Submitted by Clancy on March 14, 2007 - 14:53.
Here's a great idea: a petition you can sign for "the re-introduction and passage of the Federal Research Public Access Act, which calls for open public access to federally funded research findings within six months of publication in a peer-reviewed journal." The petition is sponsored by the Alliance for Taxpayer Access. Why hasn't anyone thought of this before? The existence of this petition makes me want to learn more about the Federal Research Public Access Act.
(Via Dorothea Salo.)
Submitted by Clancy on January 28, 2007 - 16:15.
Paid internship at the Creative Commons headquarters in San Francisco! They have a Technology Internship and a Community + Media Development Internship. Only students are eligible -- undergraduate or graduate -- if I were still in graduate school, I'd be all over this one. Via the Free Culture blog.
Submitted by Clancy on January 23, 2007 - 15:45.

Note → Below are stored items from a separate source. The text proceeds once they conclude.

PR #33285, opened 2026-09-07
[DNS] document Google Workspace DNS record setup

ngayerie:
Add a new how-to page covering the DNS records needed to use a Cloudflare-managed domain with Google Workspace: domain ownership verification (TXT), MX records, SPF, DKIM, DMARC, and a multi-domain zone-file import tip. Includes callouts for the Email Routing MX conflict and the "domain already in use" Google-side error.

DEE-3619

### DIFF
--- a/src/content/docs/dns/manage-dns-records/how-to/set-up-google-workspace.mdx
+++ b/src/content/docs/dns/manage-dns-records/how-to/set-up-google-workspace.mdx
@@ -1,0 +1,156 @@
+---
+pcx_content_type: how-to
+description: Add the DNS records required to verify and use your domain with Google Workspace.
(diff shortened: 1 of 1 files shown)


ngayerie:
[AI] Addressing CR-3e5909df36f7: the reviewer is correct — MX and TXT records in Cloudflare are always DNS-only and cannot be proxied, so the note was based on a false premise. Fixing the page to state this factually and replacing the faulty troubleshooting item with a real cause (propagation delay).

ngayerie:
Hi @hannes-cf 
Would it be possible for you to review this PR?
Thanks!

chreo (approved):

PR #33292, opened 2026-09-08
[Secondary DNS] Proxy traffic hidden primary

tomislavcf:
Hidden Primary is only recommended model when proxying traffic, therefore for full traffic coverage through Cloudflare (required for Spectrum, WAF, CDN), use a hidden primary configuration where your primary DNS server is not listed at the registrar. If both your primary and Cloudflare nameservers are listed at the registrar, resolvers will split queries between them and ~50% of traffic will bypass Cloudflare.

### DIFF
--- a/src/content/docs/dns/zone-setups/zone-transfers/cloudflare-as-secondary/proxy-traffic.mdx
+++ b/src/content/docs/dns/zone-setups/zone-transfers/cloudflare-as-secondary/proxy-traffic.mdx
@@ -23,6 +23,12 @@ Only A, AAAA, and CNAME records can be proxied.
 
 :::
 
+:::note
+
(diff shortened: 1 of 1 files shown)


src/content/docs/dns/zone-setups/zone-transfers/cloudflare-as-secondary/proxy-traffic.mdx
```diff
@@ -23,6 +23,12 @@ Only A, AAAA, and CNAME records can be proxied.
 
 :::
 
+:::note
+
+For full traffic coverage through Cloudflare (required for Spectrum, WAF, CDN), use a hidden primary configuration where your primary DNS server is not listed at the registrar. If both your primary and Cloudflare nameservers are listed at the registrar, resolvers will split queries between them and ~50% of traffic will bypass Cloudflare.
```
chreo, line 28: The note is good but should be improved. This does not seem distinct enough for me with regards to what the doc page is about.

chreo (changes requested):

PR #33297, opened 2026-09-08
[CF4SaaS] Add Always Online compatibility note for O2O setups

mbullock1986:
Adds Always Online to the O2O product compatibility table, noting that it does not trigger on the eyeball zone and is not recommended on the SaaS provider zone because the eyeball zone may cache Internet Archive responses.


baubuchon-cf (approved):
LGTM on content — verified the Always Online trigger behavior against the product docs (activates only on unreachable origin, and the SaaS provider zone is always network-reachable from the eyeball zone in O2O) and the caching-caveat framing matches the existing pattern used for the Cache row in this table. Row is correctly alphabetized between Access and API Shield.

Rebase is in and the branch is up to date. The Build job failure is a transient GitHub Actions artifact-finalize error (403 from an intermediary, unrelated to this diff) — re-running that job should clear it. Approving.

Been meaning to pass this one along for a while -- via Dorothea Salo, a new journal called Open Access Research:
We have recently started Open Access Research (OAR) , a peer-reviewed, open-access journal that will enable greater interaction and facilitate a deeper conversation about open access, including topics such as:
* open access journals
* institutional support for open access
* open access publishing services and software
* open access repositories (both institutional and subject-based)
* electronic theses and dissertations
* the impact of open access on scholarly research and communications.
If you are engaged in research relating to open access, or if you have an article in mind, please contact us. OAR’s first issue will be in August, 2007 and will subsequently be published three times a year. Submissions received by March 31, 2007 will be considered for the August issue; subsequent submissions will be considered for future issues.
Send inquiries to:
William Walsh
Head – Acquisitions
Georgia State University Library
100 Decatur St. SE
Atlanta, GA 30303
wwalsh@gsu.edu
Editors-in-Chief: John Russell (University of Oregon), Dorothea Salo (George Mason University), William Walsh (Georgia State University), Elizabeth Winter (Georgia Institute of Technology). Please see our website for a full list of editors and editorial board members. Open Access Research is published by the Georgia State University Library using Open Journal Systems (http://pkp.sfu.ca/ojs) software.
My institution is piloting Open Journal Systems; anyone here had experience with it?